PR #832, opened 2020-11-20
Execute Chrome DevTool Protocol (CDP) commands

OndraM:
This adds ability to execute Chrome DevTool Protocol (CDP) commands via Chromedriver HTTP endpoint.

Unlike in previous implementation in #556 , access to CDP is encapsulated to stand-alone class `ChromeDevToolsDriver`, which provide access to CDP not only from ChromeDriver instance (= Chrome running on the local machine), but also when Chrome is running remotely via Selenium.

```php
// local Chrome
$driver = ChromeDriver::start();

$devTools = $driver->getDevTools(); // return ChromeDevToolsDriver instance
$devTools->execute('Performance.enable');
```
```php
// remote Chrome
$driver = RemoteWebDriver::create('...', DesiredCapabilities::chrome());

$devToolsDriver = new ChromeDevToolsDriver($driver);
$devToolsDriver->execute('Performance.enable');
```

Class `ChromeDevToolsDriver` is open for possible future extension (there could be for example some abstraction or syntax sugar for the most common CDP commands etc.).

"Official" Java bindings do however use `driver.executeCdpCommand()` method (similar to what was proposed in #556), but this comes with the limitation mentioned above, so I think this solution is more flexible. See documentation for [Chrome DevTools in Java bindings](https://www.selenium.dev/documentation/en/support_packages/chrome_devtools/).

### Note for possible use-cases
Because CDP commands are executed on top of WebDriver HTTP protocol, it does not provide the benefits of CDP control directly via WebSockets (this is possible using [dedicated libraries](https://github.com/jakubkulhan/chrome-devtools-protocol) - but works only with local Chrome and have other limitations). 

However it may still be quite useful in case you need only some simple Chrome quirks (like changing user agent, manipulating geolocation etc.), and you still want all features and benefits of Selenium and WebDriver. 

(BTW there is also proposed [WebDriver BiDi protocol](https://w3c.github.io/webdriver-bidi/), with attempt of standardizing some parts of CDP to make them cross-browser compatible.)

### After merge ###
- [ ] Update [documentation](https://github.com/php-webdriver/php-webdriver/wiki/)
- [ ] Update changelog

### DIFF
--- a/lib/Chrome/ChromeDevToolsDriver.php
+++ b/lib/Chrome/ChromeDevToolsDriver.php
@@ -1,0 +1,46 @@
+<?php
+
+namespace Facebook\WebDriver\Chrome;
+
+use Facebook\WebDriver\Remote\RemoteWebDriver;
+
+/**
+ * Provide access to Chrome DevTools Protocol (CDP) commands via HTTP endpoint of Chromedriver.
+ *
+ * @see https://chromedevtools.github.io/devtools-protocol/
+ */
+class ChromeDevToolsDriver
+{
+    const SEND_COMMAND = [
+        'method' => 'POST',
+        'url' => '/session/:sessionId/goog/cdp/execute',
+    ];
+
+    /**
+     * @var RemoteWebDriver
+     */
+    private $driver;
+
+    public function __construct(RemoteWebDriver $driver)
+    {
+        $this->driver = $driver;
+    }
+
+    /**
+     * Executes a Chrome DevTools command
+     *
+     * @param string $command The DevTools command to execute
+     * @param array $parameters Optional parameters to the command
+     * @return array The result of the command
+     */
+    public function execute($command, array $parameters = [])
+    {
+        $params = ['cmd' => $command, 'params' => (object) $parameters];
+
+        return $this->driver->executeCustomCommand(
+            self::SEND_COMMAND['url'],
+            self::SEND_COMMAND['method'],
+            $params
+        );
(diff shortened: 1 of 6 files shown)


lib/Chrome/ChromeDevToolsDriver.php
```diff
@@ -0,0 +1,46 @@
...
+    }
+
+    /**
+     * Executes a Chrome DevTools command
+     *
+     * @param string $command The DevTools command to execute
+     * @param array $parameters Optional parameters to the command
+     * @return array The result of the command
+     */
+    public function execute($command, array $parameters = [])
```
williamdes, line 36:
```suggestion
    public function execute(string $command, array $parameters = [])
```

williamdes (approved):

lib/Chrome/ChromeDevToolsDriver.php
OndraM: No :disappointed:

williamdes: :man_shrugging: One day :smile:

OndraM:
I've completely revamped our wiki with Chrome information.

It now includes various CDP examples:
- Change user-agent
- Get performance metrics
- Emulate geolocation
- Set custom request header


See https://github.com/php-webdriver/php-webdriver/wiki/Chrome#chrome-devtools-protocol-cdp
==
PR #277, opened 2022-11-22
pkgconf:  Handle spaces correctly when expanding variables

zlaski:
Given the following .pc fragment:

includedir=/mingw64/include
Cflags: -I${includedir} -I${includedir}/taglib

* Task to complete
Among the records above, a stretch begins at the line containing "PR #832, opened 2020-11-20" and ends at the line containing "This adds ability". Restate that stretch word for word, and nothing else.

* Task result
PR #832, opened 2020-11-20
Execute Chrome DevTool Protocol (CDP) commands

OndraM:
This adds ability to execute Chrome DevTool Protocol (CDP) commands via Chromedriver HTTP endpoint.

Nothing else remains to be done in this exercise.